What you will do
Look through the material below and report every line that includes "style".

Exercise materials
========================
PR #2195, opened 2025-02-03
[3.x] deps: support Laravel 12.x

calebdw:
Closes #2192

### DIFF
--- a/composer.json
+++ b/composer.json
@@ -66,7 +66,7 @@
     },
     "extra": {
         "branch-alias": {
-            "dev-master": "2.0-dev"
+            "dev-master": "3.0-dev"
         },
         "phpstan": {
             "includes": [
--- a/composer.json
+++ b/composer.json
@@ -17,25 +17,25 @@
     "require": {
         "php": "^8.2",
         "ext-json": "*",
-        "illuminate/console": "^11.15.0",
-        "illuminate/container": "^11.15.0",
-        "illuminate/contracts": "^11.15.0",
-        "illuminate/database": "^11.15.0",
-        "illuminate/http": "^11.15.0",
-        "illuminate/pipeline": "^11.15.0",
-        "illuminate/support": "^11.15.0",
+        "illuminate/console": "^11.15.0 || ^12.0",
+        "illuminate/container": "^11.15.0 || ^12.0",
+        "illuminate/contracts": "^11.15.0 || ^12.0",
+        "illuminate/database": "^11.15.0 || ^12.0",
+        "illuminate/http": "^11.15.0 || ^12.0",
+        "illuminate/pipeline": "^11.15.0 || ^12.0",
+        "illuminate/support": "^11.15.0 || ^12.0",
         "phpmyadmin/sql-parser": "^5.9.0",
         "phpstan/phpstan": "^2.1.3"
     },
     "require-dev": {
         "doctrine/coding-standard": "^12.0",
         "nikic/php-parser": "^5.3",
-        "laravel/framework": "^11.15.0",
+        "laravel/framework": "^11.15.0 || ^12.0",
         "mockery/mockery": "^1.6",
-        "orchestra/canvas": "^v9.1.3",
-        "orchestra/testbench-core": "^9.5.2",
+        "orchestra/canvas": "^v9.1.3 || ^10.0",
+        "orchestra/testbench-core": "^9.5.2 || ^10.0",
         "phpstan/phpstan-deprecation-rules": "^2.0.0",
-        "phpunit/phpunit": "^10.5.16"
+        "phpunit/phpunit": "^10.5.35 || ^11.3.6"
     },
     "suggest": {
         "orchestra/testbench": "Using Larastan for analysing a package needs Testbench"
--- a/tests/Integration/IntegrationTest.php
+++ b/tests/Integration/IntegrationTest.php
@@ -22,7 +22,7 @@ class IntegrationTest extends PHPStanTestCase
         self::getContainer();
 
         yield [__DIR__ . '/data/bug-2074.php'];
-        yield [__DIR__ . '/data/test-case-extension.php', [39 => ['Call to function method_exists() with $this(TestTestCase) and \'partialMock\' will always evaluate to true.']]];
+        yield [__DIR__ . '/data/test-case-extension.php', [34 => ['Call to function method_exists() with $this(TestTestCase) and \'partialMock\' will always evaluate to true.']]];
         yield [__DIR__ . '/data/model-builder.php'];
         yield [__DIR__ . '/data/model-properties.php'];
         yield [__DIR__ . '/data/blade-view.php'];
--- a/tests/Integration/IntegrationTest.php
+++ b/tests/Integration/IntegrationTest.php
@@ -115,7 +115,7 @@ class IntegrationTest extends PHPStanTestCase
                 $this->assertNotEmpty($errors);
             }
 
-            $this->assertSameErrorMessages($expectedErrors, $errors);
+            $this->assertSameErrorMessages($file, $expectedErrors, $errors);
         }
     }
 
@@ -149,19 +149,23 @@ class IntegrationTest extends PHPStanTestCase
     }
 
     /**
-     *  @param array<int, array<int, string>> $expectedErrors
-     *  @param Error[]                        $errors
+     * @param array<int, array<int, string>> $expectedErrors
+     * @param Error[]                        $errors
      */
-    private function assertSameErrorMessages(array $expectedErrors, array $errors): void
+    private function assertSameErrorMessages(string $file, array $expectedErrors, array $errors): void
     {
         foreach ($errors as $error) {
             $errorLine = $error->getLine() ?? 0;
 
-            $this->assertArrayHasKey($errorLine, $expectedErrors);
+            $this->assertArrayHasKey(
+                $errorLine,
+                $expectedErrors,
+                sprintf('File %s has unexpected error "%s" at line %d.', $file, $error->getMessage(), $errorLine),
+            );
             $this->assertContains(
                 $error->getMessage(),
                 $expectedErrors[$errorLine],
-                sprintf("Unexpected error \"%s\" at line %d.\n\nExpected \"%s\"", $error->getMessage(), $errorLine, implode("\n\t", $expectedErrors[$errorLine])),
+                sprintf("File %s has unexpected error \"%s\" at line %d.\n\nExpected \"%s\"", $file, $error->getMessage(), $errorLine, implode("\n\t", $expectedErrors[$errorLine])),
             );
         }
     }
--- a/tests/Integration/data/test-case-extension.php
+++ b/tests/Integration/data/test-case-extension.php
@@ -7,27 +7,22 @@ class TestCaseExtension
 {
     public function testMockMethod(): void
     {
-        (new TestTestCase())->testMockMethod();
+        (new TestTestCase('foo'))->testMockMethod();
     }
 
     public function testPartialMockMethod(): void
     {
-        (new TestTestCase())->testPartialMockMethod();
+        (new TestTestCase('foo'))->testPartialMockMethod();
     }
 
     public function testSpyMethod(): void
     {
-        (new TestTestCase())->testSpyMethod();
+        (new TestTestCase('foo'))->testSpyMethod();
     }
 }
 
 class TestTestCase extends \Illuminate\Foundation\Testing\TestCase
 {
-    public function __construct()
-    {
-        parent::__construct('testcase');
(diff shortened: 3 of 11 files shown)


szepeviktor:
> Laravel 12 will be launched on February 24th, 2025.

calebdw:
@canvural, @szepeviktor, @ondrejmirtes,

This PR adds support for Laravel 12 as well as the `GenericStaticType` that's going to be added in the next PHPStan version (no need for #2191 anymore).

The addition of the new `GenericStaticType` means that the following extension are no longer needed (and they were in fact interfering with the `GenericStaticType` return types causing all the failures seen in #2191):
- src/ReturnTypes/EnumerableGenericStaticMethodDynamicStaticMethodReturnTypeExtension.php
- src/ReturnTypes/EnumerableGenericStaticMethodDynamicMethodReturnTypeExtension.php

Since these extensions were removed I just went ahead and moved the data files from their respective test cases into the `GeneralTypeTest`.

ondrejmirtes:
Hi, is this in coordination with @canvural? Because I'm talking to him about GenericStaticType and it'd be great to release the fixes for it in both 2.x and 3.x, because the new type is part of both PHPStan 1.12.x and 2.1.x.

I'd like to release the new PHPStan versions as soon as possible, I certainly don't want to wait until Laravel 12 is released.

calebdw:
This PR can be released as soon as the new PHPStan version is released, it doesn't have to wait until Laravel 12 is released. It just adds support for it so folks can start preparing for it (like mentioned in #2192)

ondrejmirtes:
Alright! Can you please test the combo of this PR and dev PHPStan version with GenericStaticType on a real-world project, to see if it causes new issues or not?

ondrejmirtes:
So that I can still squeeze some bugfixes into PHPStan before release.

tests/Type/GeneralTypeTest.php
```diff
@@ -63,13 +72,20 @@ public static function dataFileAsserts(): iterable
...
         yield from self::gatherAssertTypes(__DIR__ . '/data/where-relation.php');
-        yield from self::gatherAssertTypes(__DIR__ . '/data/bug-1997.php');
-        yield from self::gatherAssertTypes(__DIR__ . '/data/bug-1819.php');
 
         if (version_compare(LARAVEL_VERSION, '11.28.0', '>=')) {
             yield from self::gatherAssertTypes(__DIR__ . '/data/model-collections-l11-28.php');
         }
 
+        // 11.100 is an artificial constraint until 12.0.0 is released
+        if (version_compare(LARAVEL_VERSION, '11.0.0', '>=') && version_compare(LARAVEL_VERSION, '11.100.0', '<')) {
```
crynobone:
```suggestion
        if (laravel_version_compare('11.0.0', '>=') && laravel_version_compare('12.0.0', '<')) {
```

Don't forget to import `use function Orchestra\Testbench\laravel_version_compare;`

tests/Type/GeneralTypeTest.php
```diff
@@ -63,13 +72,20 @@ public static function dataFileAsserts(): iterable
...
+            yield from self::gatherAssertTypes(__DIR__ . '/data/collection-generic-static-methods-l11.php');
+        }
+
+        if (version_compare(LARAVEL_VERSION, '12.0.0', '>=') || LARAVEL_VERSION === '12.x-dev') {
```
crynobone:
```suggestion
        if (laravel_version_compare('12.0.0', '>=')) {
```

calebdw:
> Can you please test the combo of this PR and dev PHPStan version with GenericStaticType on a real-world project, to see if it causes new issues or not?

@ondrejmirtes, I just executed phpstan in our ERP codebase and everything is still green!

tests/Type/GeneralTypeTest.php
calebdw: @crynobone, likely need to add 12.x here as well:


image

tests/Type/GeneralTypeTest.php
```diff
@@ -63,13 +72,20 @@ public static function dataFileAsserts(): iterable
...
+        if (laravel_version_compare('11.28.0', '>=')) {
             yield from self::gatherAssertTypes(__DIR__ . '/data/model-collections-l11-28.php');
         }
 
+        // 11.100 is an artificial constraint until 12.0.0 is released
+        if (laravel_version_compare('11.0.0', '>=') && laravel_version_compare('11.100.0', '<')) {
+            yield from self::gatherAssertTypes(__DIR__ . '/data/collection-generic-static-methods-l11.php');
+        }
+
+        if (laravel_version_compare('12.0.0', '>=') || LARAVEL_VERSION === '12.x-dev') {
```
crynobone:
```suggestion
        if (laravel_version_compare('12.0.0', '>=')) {
```

Testbench Core already check for `12.x-dev`: https://github.com/orchestral/testbench-core/blob/c3d080c533cff1960aa0468dd930cce76fdfea5e/src/functions.php#L417-L430

calebdw: Ah sweet! must've been looking at the wrong version

canvural:
Hi,

Can you just keep the Laravel 12 support and drop the rest? Thank you.

calebdw:
Yes, I'll rebase this evening when I get the chance

calebdw:
@canvural, this has been rebased :+1: 


I went ahead and moved the data files from the deleted extension test cases to the `GeneralTypeTest` and removed the test cases. In the future we could presumably remove those data files as it's now testing PHPUnit and the framework and doesn't rely on any of our code---but it's good to leave in for now to prove that there's no breaking changes

composer.json
```diff
@@ -17,25 +17,25 @@
...
-        "illuminate/http": "^11.15.0",
-        "illuminate/pipeline": "^11.15.0",
-        "illuminate/support": "^11.15.0",
+        "illuminate/console": "^11.41.3 || ^12.0",
+        "illuminate/container": "^11.41.3 || ^12.0",
+        "illuminate/contracts": "^11.41.3 || ^12.0",
+        "illuminate/database": "^11.41.3 || ^12.0",
+        "illuminate/http": "^11.41.3 || ^12.0",
+        "illuminate/pipeline": "^11.41.3 || ^12.0",
+        "illuminate/support": "^11.41.3 || ^12.0",
```
canvural: Why are we also increasing the minimum 11.x version?

composer.json
```diff
@@ -17,25 +17,25 @@
...
         "phpmyadmin/sql-parser": "^5.9.0",
         "phpstan/phpstan": "^2.1.3"
     },
     "require-dev": {
         "doctrine/coding-standard": "^12.0",
         "nikic/php-parser": "^5.3",
-        "laravel/framework": "^11.15.0",
+        "laravel/framework": "^11.41.3 || ^12.0",
```
canvural: ditto

tests/Integration/IntegrationTest.php
canvural, line 1: Why the changes in this file?

tests/Integration/data/test-case-extension.php
canvural, line 1: ditto

tests/Rules/UnusedViewsRuleTest.php
```diff
@@ -42,14 +42,6 @@ protected function getCollectors(): array
...
     }
 
-    protected function setUp(): void
-    {
-        parent::setUp();
-
-        // This is a workaround for a weird PHPStan container cache issue.
-        require __DIR__ . '/../../bootstrap.php';
-    }
-
```
canvural, line 52: Why is it removed?

tests/Type/GeneralTypeTest.php
```diff
@@ -6,7 +6,7 @@
 
 use PHPStan\Testing\TypeInferenceTestCase;
 
-use function version_compare;
+use function Orchestra\Testbench\laravel_version_compare;
```
canvural, line 9: What does this function do differently?

canvural (changes requested):
Hi,

There are too many changes that are not really related to the Laravel 12 compatibility itself. If I run locally with Laravel 12 I only get 3 errors and they are all related to `partition` method. I do not undertsand why would we need the other changes.

Also, looks like there are some conflicts. Let's fix those and keep the changes in the PR to minimal. It also has some unnecessary style changes. If PHP_CodeSniffer doesn't change we don't need to change it.

tests/Type/GeneralTypeTest.php
calebdw: This function properly handles the `12.x-dev` version, otherwise you would have to do:

image

tests/Rules/UnusedViewsRuleTest.php
calebdw: This is no longer required and it was causing PHPUnit to report it as a risky test:

image

tests/Integration/data/test-case-extension.php
calebdw: These changes were required because the PHPUnit TestCase (which this extends) has a final, strong-typed constructor:

image

tests/Integration/IntegrationTest.php
calebdw: The line number changed because the constructor was removed

composer.json
calebdw: The minimum 11.x version was updated to fix compatibility issues on higher 11.x versions.

In my opinion, it is much cleaner and maintainable to fix the issue and raise the minimum version than to create two **nearly identical** files and have an if condition in the GeneralTypeTest like you did here: https://github.com/larastan/larastan/commit/cef7cfdfe6cf0905823e932e24046175dc6d05bd

composer.json
calebdw: same as above

tests/Integration/IntegrationTest.php
calebdw: @canvural,

The other changes in this file are for developer quality of life when there's a test failure.

I got really tired of tests failing with the message: "Failed asserting that array has the key x"
- I don't know what the actual error is
- I don't know what test file it occurred in

These changes now print the exact file, error, and line number that occurred making it much easier to diagnose the problem.

composer.json
canvural: I'd like to keep the support for wide range of versions.

tests/Rules/UnusedViewsRuleTest.php
canvural: hmm. But we do not need to use PHPUnit 11. Laravel 12 seems to still support PHPUnit 10

tests/Type/GeneralTypeTest.php
canvural: @crynobone Looks like this function is deprecated. Should we require sidekick here and use the function?

tests/Rules/UnusedViewsRuleTest.php
calebdw: I allow both and there's no reason not to support it---it's going to have to be done eventually.

The fact also remains that this "weird PHPStan container cache issue" no longer seems to exist given that the tests are passing just fine

tests/Type/GeneralTypeTest.php
calebdw: Done

calebdw: Actually this is not doable given your constraint to stay on `11.15`:

image

composer.json
calebdw: I'll update since you insist, however, this is not very useful given that a `composer update` is going to update people to the latest 11.x---there's no reason for anyone to not be on the latest minor version.

calebdw:
@canvural, this has been rebased and tests are passing.

> I do not undertsand why would we need the other changes.

I'm not making changes willy-nilly---there is a good reason for every change on this branch. If you're still confused on some changes then please ask.

> Also, looks like there are some conflicts. Let's fix those and keep the changes in the PR to minimal. It also has some unnecessary style changes. If PHP_CodeSniffer doesn't change we don't need to change it.

I have formatters in Neovim that autorun when I save. I usually try to avoid these changes but sometimes they slip through without me realizing it, although they shouldn't hurt anything

canvural:
> I have formatters in Neovim that autorun when I save. I usually try to avoid these changes but sometimes they slip through without me realizing it, although they shouldn't hurt anything

well they hurt the PR review process. I need to think if there was an actual change there or if it was only formatting. Like I said let's let the PHP_CodeSniffer to handle the formatting.

Anyway, thank you.

calebdw:
> well they hurt the PR review process. I need to think if there was an actual change there or if it was only formatting. Like I said let's let the PHP_CodeSniffer to handle the formatting.

I'll try to be better about not including changes like that in the future :+1: 

Thank you sir!

szepeviktor:
This PR is much nicer in its new, slim form.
========================
Your solution
Also, looks like there are some conflicts. Let's fix those and keep the changes in the PR to minimal. It also has some unnecessary style changes. If PHP_CodeSniffer doesn't change we don't need to change it.
> Also, looks like there are some conflicts. Let's fix those and keep the changes in the PR to minimal. It also has some unnecessary style changes. If PHP_CodeSniffer doesn't change we don't need to change it.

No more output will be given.